Потягивание — это мускульное извлечение себя из сна, которое взрослому знакомо лишь по утреннему пробуждению. Младенец же непрерывно занят этим и во время бодрствования, одолевая свое утробное оцепенение, освобождаясь от позы зародыша с согнутыми ручками и поджатыми ножками. Потягушки для новорожденного — это сразу все виды атлетики: и ходьба, и бег, и прыжки, и метание, и поднятие тяжестей… Личико у Оли краснеет и морщится, как будто она ворочает и хочет свалить с себя непосильную тяжесть, — всё тянется, тянется, за все мыслимые пределы, чтобы наконец прийти в себя. В этих долгих потягушках открывается возможность великаньего роста и столь же исполинская воля, будто она не просто разминает затекшее тельце, а борется со сном вечным и непробудным. Сразу целая Лаокоонова группа проступает в ней, в ручках и ножках, нечеловеческим усилием разжимающих тугое змеиное кольцо. Так она борется с добытийным сном, оплетающим ее изнутри. Потом лицо разглаживается, сияет круглотой и покоем: незримый враг на какое-то время повергнут.
3
Лежит она на диване, руками-ногами озорно помахивает, удальски покряхтывает. Богатырь, да и только — когда он не сражается, а резвится от избытка сил. Вообще, пластика всех ее жестов удивительно похожа на богатырскую: что-то бесшабашное, разудалое. Младенец телом своим как бы еще и не владеет, и особое обаяние в том, как полуудивленно-полуотрешенно он смотрит на то, что сам вытворяет.
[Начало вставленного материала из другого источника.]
PR #3744, opened 2017-11-16
Make pkgdepend ignore GCC runtime libraries in /usr/lib and /usr/lib/…

pyhalov:
…$(MACH64) if  current compiler is not gcc-4

### DIFF
--- a/make-rules/ips.mk
+++ b/make-rules/ips.mk
@@ -62,6 +62,10 @@ GENERATE_TRANSFORMS +=		$(WS_TOP)/transforms/generate-cleanup
 PKGMOGRIFY_TRANSFORMS +=	$(WS_TOP)/transforms/libtool-drop
 PKGMOGRIFY_TRANSFORMS +=	$(WS_TOP)/transforms/ignore-libs
 
+ifneq ($(GCC_ROOT), /usr/gcc/4.9)
+PKGMOGRIFY_TRANSFORMS +=	$(WS_TOP)/transforms/ignore-gcc-usr-lib
+endif
+
 COMPARISON_TRANSFORMS +=	$(WS_TOP)/transforms/comparison-cleanup
 COMPARISON_TRANSFORMS +=	$(PKGMOGRIFY_TRANSFORMS)
 
--- a/transforms/ignore-gcc-usr-lib
+++ b/transforms/ignore-gcc-usr-lib
@@ -1,0 +1,17 @@
+# Don't depend on GCC libraries in /usr/lib or /usr/lib/$(MACH64)
+<transform file -> add pkg.depend.bypass-generate usr/lib/libgcc_s\\.so\\.1 >
+<transform file -> add pkg.depend.bypass-generate usr/lib/$(MACH64)/libgcc_s\\.so\\.1 >
+<transform file -> add pkg.depend.bypass-generate usr/lib/libgfortran\\.so\\.3 >
+<transform file -> add pkg.depend.bypass-generate usr/lib/$(MACH64)/libgfortran\\.so\\.3 >
+<transform file -> add pkg.depend.bypass-generate usr/lib/libgomp\\.so\\.1 >
+<transform file -> add pkg.depend.bypass-generate usr/lib/$(MACH64)/libgomp\\.so\\.1 >
+<transform file -> add pkg.depend.bypass-generate usr/lib/libgobjc\\.so\\.4 >
+<transform file -> add pkg.depend.bypass-generate usr/lib/$(MACH64)/libgobjc\\.so\\.4 >
+<transform file -> add pkg.depend.bypass-generate usr/lib/libgobjc_gc\\.so\\.4 >
+<transform file -> add pkg.depend.bypass-generate usr/lib/$(MACH64)/libgobjc_gc\\.so\\.4 >
+<transform file -> add pkg.depend.bypass-generate usr/lib/libquadmath\\.so\\.0 >
+<transform file -> add pkg.depend.bypass-generate usr/lib/$(MACH64)/libquadmath\\.so\\.0 >
+<transform file -> add pkg.depend.bypass-generate usr/lib/libssp\\.so\\.0 >
+<transform file -> add pkg.depend.bypass-generate usr/lib/$(MACH64)/libssp\\.so\\.0 >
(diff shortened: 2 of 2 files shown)


transforms/ignore-gcc-usr-lib
```diff
@@ -0,0 +1,17 @@
+# Don't depend on GCC libraries in /usr/lib or /usr/lib/$(MACH64)
+<transform file -> add pkg.depend.bypass-generate usr/lib/libgcc_s\\.so\\.1 >
+<transform file -> add pkg.depend.bypass-generate usr/lib/(sparcv9|amd64)/libgcc_s\\.so\\.1 >
```
xen0l: Just a nitpick, maybe change to MACH64?

xen0l (approved):

pyhalov:
@alarcher does it work for you?

alarcher:
It does not seem to affect in good or bad the components that I recompiled. Which specific one do you want me to check? I lost track of the discussion...

make-rules/ips.mk
```diff
@@ -62,6 +62,10 @@ GENERATE_TRANSFORMS +=		$(WS_TOP)/transforms/generate-cleanup
 PKGMOGRIFY_TRANSFORMS +=	$(WS_TOP)/transforms/libtool-drop
 PKGMOGRIFY_TRANSFORMS +=	$(WS_TOP)/transforms/ignore-libs
 
+ifneq ($(GCC_ROOT), /usr/gcc/4.9)
```
alarcher, line 65: What I meant with the definition of a USERLAND_GCC_ROOT is that there are two variables needed:
1) the userland gcc used as system compiler
2) the component gcc with overriden GCC_ROOT
That's what you do by comparing if GCC_ROOT == /usrr/gcc/4.9; in this case USERLAND_GCC_ROOT=/usr/gcc/4.9.
My suggestion was to avoid hardcoding /usr/gcc/4.9 and put it in a variable, so that we avoid changing the hardcoded value in different locations whenever we migrate to a new compiler. @pyhalov @xen0l

alarcher:
@pyhalov I tried with clang and get for example:

    /export/home/userland/oi-userland/components/developer/clang-40/build/manifest-i386-clang-40.depend has unresolved dependency '
        pkg.debug.depend.reason=usr/clang/4.0/bin/llvm-strings \
        pkg.debug.depend.type=elf \
        pkg.debug.depend.fullpath=lib/libgcc_s.so.1 \
        pkg.debug.depend.fullpath=usr/clang/4.0/bin/../lib/libgcc_s.so.1'.

although:

      [11]  NEEDED            0x109bd             libgcc_s.so.1
      [15]  RUNPATH           0x10a46             /usr/gcc/6/lib:$ORIGIN/../lib
      [16]  RPATH             0x10a46             /usr/gcc/6/lib:$ORIGIN/../lib

make-rules/ips.mk
pyhalov: Do I understand correctly that you want to set USERLAND_GCC_ROOT to /usr/gcc/4.9? When and why will we have to change it?

alarcher: It should match the host system compiler. Maybe the name is not correct.

pyhalov: still do not understand :(

pyhalov:
Where from can I get updated clang component? Current one evidently incorrectly uses elfedit...

alarcher:
If you talk about the compilation with GCC6, you need the updated patch to set the paths for gcc-6 in openindiana.patch.

pyhalov:
I'm asking, because without changes to Makefile, I get 
```
ldd build/prototype/i386/usr/clang/4.0/bin/llvm-strings 
        libdl.so.1 =>    /lib/libdl.so.1
        libcurses.so.1 =>        /lib/libcurses.so.1
        libstdc++.so.6 =>        /usr/lib/libstdc++.so.6
        libstdc++.so.6 (GLIBCXX_3.4.21) =>       (version not found)
        librt.so.1 =>    /lib/librt.so.1
        libgcc_s.so.1 =>         /usr/lib/libgcc_s.so.1
elfdump build/prototype/i386/usr/clang/4.0/bin/llvm-strings  |grep PATH
      [15]  RUNPATH           0x10a55             $ORIGIN/../lib
      [16]  RPATH             0x10a55             $ORIGIN/../lib
```

pyhalov:
publishing clang succeeds for me with the following changes to clang's Makefile:
```
--- a/components/developer/clang-40/Makefile
+++ b/components/developer/clang-40/Makefile
@@ -55,11 +57,7 @@ COMPONENT_PRE_CONFIGURE_ACTION =        (cp -a $(SOURCE_DIR)/* $(@D))
 
 COMPONENT_POST_INSTALL_ACTION =  \
 for file in `echo $(PROTO_DIR)/$(CMAKE_PREFIX)/bin/*`; do \
-       elfedit -e 'dyn:runpath $$ORIGIN/../lib' $$file ; \
-done && \
-for file in `echo $(PROTO_DIR)/$(CMAKE_PREFIX)/lib/*.so`; do \
-       elfedit -e 'dyn:delete RUNPATH' $$file ; \
-       elfedit -e 'dyn:delete RPATH' $$file ; \
+       elfedit -e 'dyn:runpath $(GCC_ROOT)/lib:$$ORIGIN/../lib' $$file ; \
 done && \
 for file in \
        `ggrep -rlh '^\#!*/usr/bin/env python' $(PROTO_DIR)/$(CMAKE_PREFIX)`; do \
```

alarcher:
@pyhalov Thanks, I though I had fixed that but apparently not ... possibly committed to the wrong branch... Only hunspell and fltk's fluid seem to need to the same fix.

pyhalov:
I still don't understand the question about USERLAND_GCC_ROOT. I suppose, every gcc > 4.9 will deliver runtimes to /usr/gcc/X/lib/.... . So, the only gcc, which should use runtimes from /usr/lib is GCC 4.9. So if we don't compile programs with GCC 4.9, we should ignore runtimes in /usr/lib.

alarcher:
@pyhalov Then this is the piece of information I was missing :) Some months ago when we discussed with tomww, I was told that the default/system compiler should have runtime libraries in /usr/lib. If the idea is that any compiler > 4.9 has runtime libraries in its own prefix then I take my remark back :)

PR #3749, opened 2017-11-17
Add 'nvme' driver to installation media

Mno-hime:
With `nvme` driver OpenIndiana can be installed to NVMe devices.

On VirtualBox OI installs but won't boot as that is possible only in
UEFI mode: https://www.virtualbox.org/manual/ch05.html#harddiskcontrollers.

QEMU should boot as NVMe support was added to it's BIOS recently
(https://www.seabios.org/Releases#SeaBIOS_1.11.0) but won't install due
to illumos#8808 bug.


pyhalov:

Mno-hime:
Bumped.

PR #3758, opened 2017-11-21
7755 library/gnu-libiconv should not deliver files to /usr/gnu/ prefix

pyhalov:


tomww:
Could gnu-libiconv package get an automatic uninstall/retirement?
That would help to not keep a dead package.
Thank you!

pyhalov:
It will be removed automatically.

pyhalov:
smbclient/smbd seems to work fine, but we also have to remove all '-liconv's from pkgconfig files.

pyhalov:
Added noincorporate attribute.

xen0l (approved):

Ведь это свойство богатырей — настолько не управлять своей силой, что она ими играет и порой раздавливает (как Святогора-богатыря). На то они и богатыри, что у них сила — от Бога, а не от закалки и упражнений; они не сами ее в себе взрастили и не распоряжаются ею — они данники ее. Богатырь размахнется палицей — и сам изумляется: эка силища немереная привалила к руке. Вот и у Оли: что ни жест — то разгул безудержный; руки и ноги летают в разные стороны, будто одержимые волшебной властью, а сама она только покрякивает, набирая побольше воздуха, чтобы крикнуть погромче. Крик так же лихо и молодецки несется в мир, как и жест, — не с целью общения или обращения к кому-то, а для громкости как таковой, чтобы выказать крепость легких в широком захвате воздуха — силу, которая здесь ничему иному не служит, как только себе самой.